São belos os nomes dos rios
na velha Europa.
Sena, Danúbio, Reno são
palavras cheias de suaves inflexões,
lembrando em tardes de oiro fino,
frutos e folhas caindo, a tristeza
outoniça dos chorões.
O Guadalquivir carrega em si espadas
de rendilhada prata,
como o Genil ao sol poente,
o sangue de Federico.
E quantas histórias de terror
contam as escuras águas do Reno?
Quantas sagas de epopeia
não arrasta consigo a corrente
do Dniepre?
Quantos sonhos destroçados
navegam com detritos
à superfície do Sena?
Belos como os rios são
os nomes dos rios na velha Europa.
Desvendada, sua beleza flui
sem mistérios.
Todo o mistério reside nos rios
da minha terra.
Toda a beleza secreta e virgem que resta
está nos rios da minha terra.
Toda a poesia oculta é a dos rios
da minha terra.
Os que cansados sabem todas
as histórias do Sena
e do Guadalquivir, do Reno
e do Volga
ignoram a poesia corográfica
dos rios da minha terra.
Vinde acordar
as grossas veias da água grande!
Vinde aprender
os nomes de Uanétze, Mazimechopes,
Massintonto e Sábié.
Vinde escutar a música latejante
das ignoradas veias que mergulham
no vasto, coleante corpo do Incomáti,
O nome melodioso dos rios
da minha terra,
a estranha beleza das suas histórias
e das suas gentes altivas sofrendo
e lutando nas margens do pão e da fome.
Vinde ouvir,
entender o ritmo gigante do Zambeze,
colosso sonolento da planura,
traiçoeiro no bote como o jacaré,
acordando da profundeza epidérmica do sono
para galgar os matos
como cem mil búfalos estrondeantes
de verde espuma demoníaca
espalhando o imenso rosto líquido da morte.

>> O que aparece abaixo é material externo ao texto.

PR #6777, opened 2025-04-10
Document CoopVec functions

### LINKED ISSUE #6297: Polish the generated document for CoopVec
Currently we have a proposal document that has most detailed information about CoopVec:
https://github.com/shader-slang/slang/blob/master/docs/proposals/019-cooperative-vector.md

But we also need to polish and update the generated document for CoopVec:
https://shader-slang.org/stdlib-reference/types/coopvec-04/index.html

jkwak-work:
Closes #6297 

Note that some of comments are removed or converted from `///` to `//`, because the doc generation tool prints warnings about them.
It is because the overloading functions can have `///` style comment only once.


jkwak-work:
I reviewed the changes with Jekyll on my local machine.
It looked as expected.

It appears that the stdlib-reference repo has its own bot to update the doc.
I don't think I need to manually submit the generated document files.
https://github.com/shader-slang/stdlib-reference/commits/main/

source/slang/hlsl.meta.slang
```diff
@@ -22410,9 +22450,12 @@ struct CoopVec<T : __BuiltinArithmeticType, let N : int> : IArray<T>, IArithmeti
     }
 
     //
-    // Equality and ordering
+    // IComparable
```
sricker-nvidia, line 22453: Not sure I understand this change, could you explain?

sricker-nvidia: Based on what I see below, maybe this should be something like, "Equality and ordering functions that exist only to conform to IComparable" ?

source/slang/hlsl.meta.slang
```diff
@@ -22371,8 +22405,10 @@ struct CoopVec<T : __BuiltinArithmeticType, let N : int> : IArray<T>, IArithmeti
         return N;
     }
 
+    /// Access an individual element in the Cooperative vector by index.
     __subscript(int index) -> T
     {
+        [ForceInline]
```
sricker-nvidia, line 22411: Could you explain this edit? I saw a TODO somewhere that mentions a dxc bug, but I'm not familiar. Is this just to match some of the other functions?

source/slang/hlsl.meta.slang
```diff
@@ -22488,11 +22548,15 @@ struct CoopVec<T : __BuiltinArithmeticType, let N : int> : IArray<T>, IArithmeti
 
     __intrinsic_op($(kIROp_Sub))
     This __pureSub(This other);
+
     [mutating]
     [require(hlsl)]
     void __mutSub(This other)
```
sricker-nvidia, line 22554: This seems like a helper function, so it probably doesn't need documentation, but is there anything that indicates that it is a help function?

source/slang/hlsl.meta.slang
```diff
@@ -24020,7 +24223,6 @@ CoopVec<T, M> coopVecMatMulPacked(
     }
 }
 
-// specialized coopVecMatMul for non-packed inputs
```
sricker-nvidia, line 24023: Shouldn't this still have some documentation as it differs from the other coopVecMatMul?

source/slang/hlsl.meta.slang
```diff
@@ -24288,7 +24490,7 @@ uint32_t4 unpack_u8u32(uint8_t4_packed packed)
     return unpackUint4x8ToUint32(packed);
 }
 
-/// Pack a vector of 4 unsigned 32 bit integers into a packed value of 4 8-bit integers, dropping unused bits.
+/// Pack a vector of 4 unsigned 32/16 bit integers into a packed value of 4 8-bit integers, dropping unused bits.
```
sricker-nvidia, line 24493: Could you explain the addition of "16"?

source/slang/hlsl.meta.slang
```diff
@@ -24297,7 +24499,7 @@ uint8_t4_packed pack_u8(uint32_t4 unpackedValue)
     return packUint4x8(unpackedValue);
 }
 
-/// Pack a vector of 4 signed 32 bit integers into a packed value of 4 8-bit integers, dropping unused bits.
+/// Pack a vector of 4 signed 32/16 bit integers into a packed value of 4 8-bit integers, dropping unused bits.
```
sricker-nvidia, line 24502: Is this intended to cover the removed line at 24309? If so I don't  think this is technically accurate. This function seems to take in a signed value "Pack a vector of 4 signed 32 bit integers" and the next function that seems to refer to "Pack a vector of 4 signed16 bit integers" actually takes in 4 unsigned 16 bit integers, rather than signed as stated in the comment.

source/slang/hlsl.meta.slang
```diff
@@ -24324,7 +24524,7 @@ int8_t4_packed pack_s8(int16_t4 unpackedValue)
     return packInt4x8(unpackedValue);
 }
 
-/// Pack a vector of 4 unsigned 32 bit integers into a packed value of 4 8-bit integers,
+/// Pack a vector of 4 unsigned 32/16 bit integers into a packed value of 4 8-bit integers,
```
sricker-nvidia, line 24527: Seeing signed vs unsigned issues with a lot of these comments.

source/slang/hlsl.meta.slang
```diff
@@ -24631,8 +24825,8 @@ uint packInt4x8(int16_t4 unpackedValue)
     }
 }
 
-/// Pack a vector of 4 signed 32 bit integers into a packed value of 4 8-bit integers,
-/// clamping each value to the range [-128, 127] to ensure it fits within 8 bits.
+/// Pack a vector of 4 signed 32/16 bit integers into a packed value of 4 8-bit integers,
+/// clamping each value to the range [0, 255] to ensure it fits within 8 bits.
```
sricker-nvidia, line 24829: Some of these functions seem to return a signed int vs an unsigned int holding the 4 8-bit packed values. Is it worth indicating sign vs unsigned in the description? I guess it's implied by the range?

source/slang/hlsl.meta.slang
jkwak-work: I am glad you asked those questions.

For this comment, it has something to do with what CoopVec struct implements.
The declaration of CoopVec is following,
```
struct CoopVec<T : __BuiltinArithmeticType, let N : int> : IArray<T>, IArithmetic
```
And IArithmetic is defined as,
```
interface IArithmetic : IComparable
```

So CoopVec is required to implement functions that IComparable promised to provide, which are
```
/// Represents types that can be compared.
/// Implemented by all builtin integer and floating point scalar or vector types.
interface IComparable
{
    /// Returns true if two values of the conforming type are equal.
    __builtin_requirement($( (int)BuiltinRequirementKind::Equals))
    bool equals(This other);

    /// Returns true if `this` is less than `other`.
    __builtin_requirement($( (int)BuiltinRequirementKind::LessThan))
    bool lessThan(This other);

    /// Returns true if `this` is less than or equal to `other`.
    __builtin_requirement($( (int)BuiltinRequirementKind::LessThanOrEquals))
    bool lessThanOrEquals(This other);
}
```

The intention of the comment change is to... make it more consistent to the other comment down there.
Maybe I can change it to
```
// Implement the member functions required by IComparable
```
But that seems too verbose.

source/slang/hlsl.meta.slang
jkwak-work: I think there is a bug in the current DXC implementation that when a function returns CoopVec instance without any operation applied to it, it doesn't function correctly like,
```
CoopVec<T,N> func(CoopVec<T,N> a) { return a; }
```
In order workaround it temporarily, it is required to use `[ForceInline]`; or at least that's what I think is happening.

But this line has nothing to do with it.
In general, we want to use `[ForceInline]` when the body of the function is very simple; or just a single line.
And this one happened to be one of those cases.

In other words, this line change is more for the cosmetic reason when HLSL is emitted from Slang rather than any functional reason.

source/slang/hlsl.meta.slang
jkwak-work: When function names start with two underscore characters, they are considered "internal" functions.
And doc generating tool treats it in a way that those functions don't show up on the document.

source/slang/hlsl.meta.slang
jkwak-work: This one was my mistake to remove.
I am gonna bring it back.

source/slang/hlsl.meta.slang
jkwak-work: For this function, the generated document can be found from here,
https://shader-slang.org/stdlib-reference/global-decls/pack_u8.html

As you can see on the document, when two or more functions are overloaded, they are squashed into one document page.
And there can be only one comment that describe what the function does.
When we add comments on two functions whose names are same, the doc generation tool prints a warning and the second one is ignored.

I am combining the descriptions for both into one comment here.

source/slang/hlsl.meta.slang
jkwak-work: This is to combine with the line 24318 not 24309.

source/slang/hlsl.meta.slang
sricker-nvidia: Good to know, thanks!

source/slang/hlsl.meta.slang
sricker-nvidia: Thanks for the explanation, I think it's fine then.

source/slang/hlsl.meta.slang
sricker-nvidia: ack thanks

source/slang/hlsl.meta.slang
jkwak-work: I think all of the packing functions return unsigned int.
The sign-ness is applied to the input.
When values are considered packed, there is no way to know if each should be treated as signed or unsigned.
The function name implies what is expected. But the comment explicitly describes the clamping range; LLM did it not me.

source/slang/hlsl.meta.slang
sricker-nvidia: Thanks for the explanation, that makes a lot more sense now.

source/slang/hlsl.meta.slang
sricker-nvidia: I see, based on your other comment about how the documentation treats the overloaded functions, this description is applying to the 2 signed functions. I did not understand how the documentation was generated and just assumed that the comment referred to both this function and the one immediately below. Thanks for explaining.

source/slang/hlsl.meta.slang
sricker-nvidia: Disregard, I think this is irrelevant now that I understand how the docs are generated.

source/slang/hlsl.meta.slang
sricker-nvidia: ah I see, I think that's fine then, thanks

sricker-nvidia (approved):
LGTM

Vede as margens barrentas, carnudas
do Púngoé, a tristeza doce do Umbelúzi,
à hora do anoitecer. Ouvi então o Lúrio,
cujo nome evoca o lírio europeu
e que é lírico em seu manso murmúrio.
Ou o Rovuma acordando exóticas
lembranças de velhos, coloniais
navios de roda revolvendo águas pardacentas,
rolando memórias islâmicas de tráfico e escravatura.